PROBLEM DETAILS
Scan the entries below. List each line with "your".

>>>

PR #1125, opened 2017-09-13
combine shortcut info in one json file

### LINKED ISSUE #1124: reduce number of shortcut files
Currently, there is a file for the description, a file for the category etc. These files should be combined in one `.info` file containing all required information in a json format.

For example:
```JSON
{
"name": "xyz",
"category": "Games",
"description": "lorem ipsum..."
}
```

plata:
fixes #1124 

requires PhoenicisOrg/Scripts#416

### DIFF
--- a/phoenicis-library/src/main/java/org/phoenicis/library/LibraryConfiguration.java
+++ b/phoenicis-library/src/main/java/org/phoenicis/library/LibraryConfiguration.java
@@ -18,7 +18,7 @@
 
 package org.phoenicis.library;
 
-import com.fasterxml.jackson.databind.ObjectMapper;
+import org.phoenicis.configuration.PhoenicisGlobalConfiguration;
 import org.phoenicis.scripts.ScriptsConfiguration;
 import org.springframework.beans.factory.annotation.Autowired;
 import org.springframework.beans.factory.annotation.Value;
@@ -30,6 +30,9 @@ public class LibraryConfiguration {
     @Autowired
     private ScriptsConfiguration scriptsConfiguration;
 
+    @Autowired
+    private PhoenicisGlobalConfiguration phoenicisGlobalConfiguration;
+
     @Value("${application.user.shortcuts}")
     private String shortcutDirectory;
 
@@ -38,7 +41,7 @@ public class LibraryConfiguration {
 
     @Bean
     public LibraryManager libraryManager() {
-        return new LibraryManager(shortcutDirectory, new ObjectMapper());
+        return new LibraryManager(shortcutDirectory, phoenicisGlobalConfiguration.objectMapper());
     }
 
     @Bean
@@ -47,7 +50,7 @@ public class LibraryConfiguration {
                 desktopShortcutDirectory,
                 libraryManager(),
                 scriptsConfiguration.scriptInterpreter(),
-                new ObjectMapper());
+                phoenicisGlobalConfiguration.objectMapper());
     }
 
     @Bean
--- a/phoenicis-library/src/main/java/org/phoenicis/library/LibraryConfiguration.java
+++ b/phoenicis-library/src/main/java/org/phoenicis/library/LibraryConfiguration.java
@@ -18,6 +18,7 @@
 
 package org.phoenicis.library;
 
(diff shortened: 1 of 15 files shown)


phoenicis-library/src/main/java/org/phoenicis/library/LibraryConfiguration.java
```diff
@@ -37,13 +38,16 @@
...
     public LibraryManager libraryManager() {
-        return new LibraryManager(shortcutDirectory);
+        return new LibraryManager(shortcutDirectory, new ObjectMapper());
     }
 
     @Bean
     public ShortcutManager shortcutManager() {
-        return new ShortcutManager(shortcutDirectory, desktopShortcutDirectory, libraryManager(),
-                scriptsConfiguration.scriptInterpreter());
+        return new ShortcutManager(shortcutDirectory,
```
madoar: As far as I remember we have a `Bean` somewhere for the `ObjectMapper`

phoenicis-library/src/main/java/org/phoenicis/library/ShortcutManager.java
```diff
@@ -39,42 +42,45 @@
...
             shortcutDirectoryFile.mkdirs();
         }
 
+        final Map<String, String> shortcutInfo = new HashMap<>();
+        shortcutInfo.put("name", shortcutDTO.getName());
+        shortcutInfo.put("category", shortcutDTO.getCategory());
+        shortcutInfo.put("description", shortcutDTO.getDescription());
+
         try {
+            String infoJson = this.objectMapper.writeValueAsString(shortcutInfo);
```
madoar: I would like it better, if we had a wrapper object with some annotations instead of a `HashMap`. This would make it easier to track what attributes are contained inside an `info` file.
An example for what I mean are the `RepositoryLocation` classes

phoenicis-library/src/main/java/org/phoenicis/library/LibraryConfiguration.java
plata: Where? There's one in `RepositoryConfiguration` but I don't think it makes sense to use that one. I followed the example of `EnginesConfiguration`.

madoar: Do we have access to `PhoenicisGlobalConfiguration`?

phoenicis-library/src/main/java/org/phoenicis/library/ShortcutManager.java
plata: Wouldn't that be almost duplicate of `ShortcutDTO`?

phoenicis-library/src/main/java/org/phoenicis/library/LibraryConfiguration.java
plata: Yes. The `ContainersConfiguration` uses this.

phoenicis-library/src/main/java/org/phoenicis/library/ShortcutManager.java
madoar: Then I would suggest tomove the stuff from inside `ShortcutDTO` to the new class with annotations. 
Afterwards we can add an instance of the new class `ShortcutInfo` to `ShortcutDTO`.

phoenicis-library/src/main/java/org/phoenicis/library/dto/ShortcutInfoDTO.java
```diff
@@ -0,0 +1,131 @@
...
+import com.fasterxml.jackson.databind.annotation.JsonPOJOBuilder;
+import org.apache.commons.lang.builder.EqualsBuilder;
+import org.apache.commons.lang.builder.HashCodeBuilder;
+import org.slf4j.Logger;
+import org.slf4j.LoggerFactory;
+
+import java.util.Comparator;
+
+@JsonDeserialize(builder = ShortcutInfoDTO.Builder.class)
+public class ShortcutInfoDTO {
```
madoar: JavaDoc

<<<
>>>

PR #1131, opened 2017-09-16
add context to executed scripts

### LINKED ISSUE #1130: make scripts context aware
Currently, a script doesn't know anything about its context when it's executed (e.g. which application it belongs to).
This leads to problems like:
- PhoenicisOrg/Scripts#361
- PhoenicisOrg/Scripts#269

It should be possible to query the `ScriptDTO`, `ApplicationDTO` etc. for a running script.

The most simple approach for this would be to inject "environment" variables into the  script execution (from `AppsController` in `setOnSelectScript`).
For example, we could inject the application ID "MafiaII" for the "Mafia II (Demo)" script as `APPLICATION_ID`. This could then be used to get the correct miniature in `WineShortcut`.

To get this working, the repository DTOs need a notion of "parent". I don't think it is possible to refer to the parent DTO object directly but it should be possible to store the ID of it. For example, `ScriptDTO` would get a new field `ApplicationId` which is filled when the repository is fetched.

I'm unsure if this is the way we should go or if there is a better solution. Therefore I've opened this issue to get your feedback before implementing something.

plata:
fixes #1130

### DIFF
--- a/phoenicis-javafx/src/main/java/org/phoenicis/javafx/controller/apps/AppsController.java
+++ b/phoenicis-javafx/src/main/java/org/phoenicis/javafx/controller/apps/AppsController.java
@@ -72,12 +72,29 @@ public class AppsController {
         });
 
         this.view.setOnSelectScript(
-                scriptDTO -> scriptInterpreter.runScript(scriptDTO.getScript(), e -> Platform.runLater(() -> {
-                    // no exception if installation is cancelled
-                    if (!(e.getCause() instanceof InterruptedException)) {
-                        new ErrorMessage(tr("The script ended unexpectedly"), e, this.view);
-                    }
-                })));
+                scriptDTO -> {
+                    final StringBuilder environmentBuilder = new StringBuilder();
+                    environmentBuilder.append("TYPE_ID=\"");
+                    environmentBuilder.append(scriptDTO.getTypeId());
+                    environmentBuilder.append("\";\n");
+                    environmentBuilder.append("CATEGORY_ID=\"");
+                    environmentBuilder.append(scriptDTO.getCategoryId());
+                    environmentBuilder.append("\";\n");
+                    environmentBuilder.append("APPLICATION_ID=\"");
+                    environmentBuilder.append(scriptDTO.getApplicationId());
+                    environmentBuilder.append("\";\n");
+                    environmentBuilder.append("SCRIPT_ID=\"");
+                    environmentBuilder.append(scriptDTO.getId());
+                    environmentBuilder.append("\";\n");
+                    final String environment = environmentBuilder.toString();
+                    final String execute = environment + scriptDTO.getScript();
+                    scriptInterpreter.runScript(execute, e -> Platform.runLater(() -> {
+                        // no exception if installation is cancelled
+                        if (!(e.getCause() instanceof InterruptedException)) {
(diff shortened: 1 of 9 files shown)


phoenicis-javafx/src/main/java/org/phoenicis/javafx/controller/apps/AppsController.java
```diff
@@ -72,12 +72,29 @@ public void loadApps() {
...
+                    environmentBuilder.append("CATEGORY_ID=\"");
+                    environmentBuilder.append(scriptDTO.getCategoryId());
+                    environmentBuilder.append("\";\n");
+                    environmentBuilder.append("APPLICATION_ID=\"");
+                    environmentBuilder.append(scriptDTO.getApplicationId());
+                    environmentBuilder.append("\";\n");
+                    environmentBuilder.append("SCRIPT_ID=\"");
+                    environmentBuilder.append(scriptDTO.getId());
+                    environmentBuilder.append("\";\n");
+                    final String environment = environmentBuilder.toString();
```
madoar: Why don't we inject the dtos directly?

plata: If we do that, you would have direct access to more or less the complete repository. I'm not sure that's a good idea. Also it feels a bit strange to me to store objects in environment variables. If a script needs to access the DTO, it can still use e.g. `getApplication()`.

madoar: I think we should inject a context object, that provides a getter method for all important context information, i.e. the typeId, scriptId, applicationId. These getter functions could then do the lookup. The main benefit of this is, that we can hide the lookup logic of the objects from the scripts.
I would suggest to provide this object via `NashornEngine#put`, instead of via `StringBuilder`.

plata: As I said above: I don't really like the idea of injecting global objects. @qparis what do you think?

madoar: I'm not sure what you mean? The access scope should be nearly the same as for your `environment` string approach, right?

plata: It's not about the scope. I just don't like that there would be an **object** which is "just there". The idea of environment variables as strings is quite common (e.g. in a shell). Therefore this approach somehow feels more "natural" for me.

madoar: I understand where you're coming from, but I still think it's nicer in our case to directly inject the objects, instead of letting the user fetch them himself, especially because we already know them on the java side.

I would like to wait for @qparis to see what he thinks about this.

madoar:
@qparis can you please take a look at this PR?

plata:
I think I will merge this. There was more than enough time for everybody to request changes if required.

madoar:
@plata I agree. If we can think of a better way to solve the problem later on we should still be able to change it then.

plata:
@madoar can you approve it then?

<<<
>>>

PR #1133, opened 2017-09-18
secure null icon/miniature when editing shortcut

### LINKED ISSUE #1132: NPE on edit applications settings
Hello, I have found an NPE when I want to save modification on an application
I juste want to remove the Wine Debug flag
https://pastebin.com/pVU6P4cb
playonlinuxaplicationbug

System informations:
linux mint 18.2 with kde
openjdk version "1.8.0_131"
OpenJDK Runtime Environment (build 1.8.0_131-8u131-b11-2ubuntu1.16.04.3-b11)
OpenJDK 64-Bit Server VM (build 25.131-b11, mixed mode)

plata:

<<<

ANSWER AREA
I'm unsure if this is the way we should go or if there is a better solution. Therefore I've opened this issue to get your feedback before implementing something.
madoar: I'm not sure what you mean? The access scope should be nearly the same as for your `environment` string approach, right?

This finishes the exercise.